Een ander kritiekpunt was de gebrekkige wijze waarop de overheid het nakomen van de verplichtingen uit de overeenkomst monitort. Dat vereist nauwgezet en consequent werkende ambtenaren, die door hun politieke bazen daarop aangestuurd worden. En daar ontbreekt het allebei aan, zoals overigens in veel onderontwikkelde (én ontwikkelde) landen.
Dus ook dat zal door de platforms geagendeerd moeten worden.
Volgende week zal NRM soortgelijke bijeenkomsten in de andere twee regio’s houden.

Groepsfoto van de 'Regional NRM Stakeholders'in Gbarnga.
Een reces van vier maanden

De derde bijeenkomst, afgelopen zaterdag,  had een ander karakter. Behalve drie CSO’s die zich met politiek inhoudelijke zaken bezighouden, ondersteunt NDI ook twee CSO’s die het parlement –en de individuele leden- volgen. Welke onderwerpen komen in het Huis en de Senaat aan de orde? Hoe zit het met de aanwezigheid van de parlementariërs?

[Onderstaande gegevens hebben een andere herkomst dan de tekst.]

PR #65, opened 2020-01-12
added mount of etc to initrd

### LINKED ISSUE #60: /etc overlay established too late?
Some changes to /etc are not effective. Probably because the overlay is mounted to late in the process.

For example I cannot add a secondary hard drive to fstab. I can actually add it, but it is not mounted because fstab is read before the overlay is up. The problem is not about the directory, because I just created on in the home directory and I can mount it later on manually, but not on startup.

Another example is systemd services: I cannot enable a service. Again I can actually enable it in the way that the link is created, but it is not processed.

GamerOS 10, default

tommy4st:
Fixes #60 (maybe)

Not tested yet! (but it builds without new errors)

The following error is there, but it's not related to changes by this PR:
```
==> ERROR: module not found: `aes_x86_64'
```


tommy4st:
Now it's tested and after fixing some stupid errors it's working for me :grin:

tommy4st:
Sorry for all the changes, but I think this way the build process is a bit more straightforward. The rootfs directory now holds all static files, which were previously generated by the build.sh script. This way escaping of some stuff is not an issue anymore (at least for me).

The mkinitcpio program runs multiple times, when I build the image. This is still the case and I don't know why. Also I moved the configuration to it's default path at /etc. The config is also not deleted anymore, thereby you can recreate initrd when unlocking your installation.

This build is tested and working as expected.

alkazar:
Great work, thanks a lot!

rootfs/etc/mkinitcpio.conf
```diff
@@ -0,0 +1,6 @@
+# vim:set ft=sh
+
+MODULES=(i915 dm_mod ext4 sha256 sha512 overlay)
```
alkazar: why add the `i915` module here?

tommy4st: Sorry, it wasn't supposed to be in here. I wanted to do the "flicker free boot experience" like it is documented here: [Arch Wiki: Plymouth](https://wiki.archlinux.org/index.php/Plymouth#The_plymouth_hook) And as I understand it, these modules are only optional and the fallback image - which is created by default, but you are not using - contains all available modules. So i figured it won't hurt. But you are obviously free to remove it :grin:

Wie doet er zijn of haar mond open en hoe vaak? Wie is actief met het indienen van moties of het ter verantwoording roepen van ministers? Zijn stukken en agenda’s van tevoren verkrijgbaar voor burgers? Enzovoorts. Dit monitoren is hard nodig om de lawmakers een spiegel voor te houden en hen zo te stimuleren zich actiever op te stellen in zaken die er voor de bevolking toe doen. Want daar ontbreekt het wel eens aan. En het is een manier om de kiezers te informeren over wat de gekozenen zoal in hun naam uitspoken.
Een van beide CSOs, de Justice and Peace Commission (JPC), houdt ook bij hoe serieus de parlementariërs hun vertegenwoordigende rol nemen. Liberia kent een districtenstelsel en dus wordt er van de gekozenen honorables verwacht dat ze een goede band met hun kiezers onderhouden. Zeker gedurende de agricultural break, een historische verworvenheid uit de tijd dat de meesten een boerderij hadden: van augustus tot begin januari staat het parlementaire leven stil en worden de parlementariërs geacht in hun kiesdistrict te zijn. Een veel gehoord kritiekpunt is dat de meesten dat niet doen, maar bij voorkeur naar Amerika afreizen om familie te bezoeken en zich medisch van alle kanten te laten doorlichten. Om Wahrheid van Dichtung te scheiden heeft JPC in ieder van de 15 provincies (counties) een monitor aangesteld. Deze moet tijdens dat lange reces in de gaten houdt of de parlementariër in zijn of haar district aanwezig is en welke activiteiten er worden ontplooid om de kiezers te informeren en consulteren. En daarover ook te rapporteren. Daarnaast inventariseren zij welke politici een lokaal  kantoor hebben en zo ja, hoe dat functioneert.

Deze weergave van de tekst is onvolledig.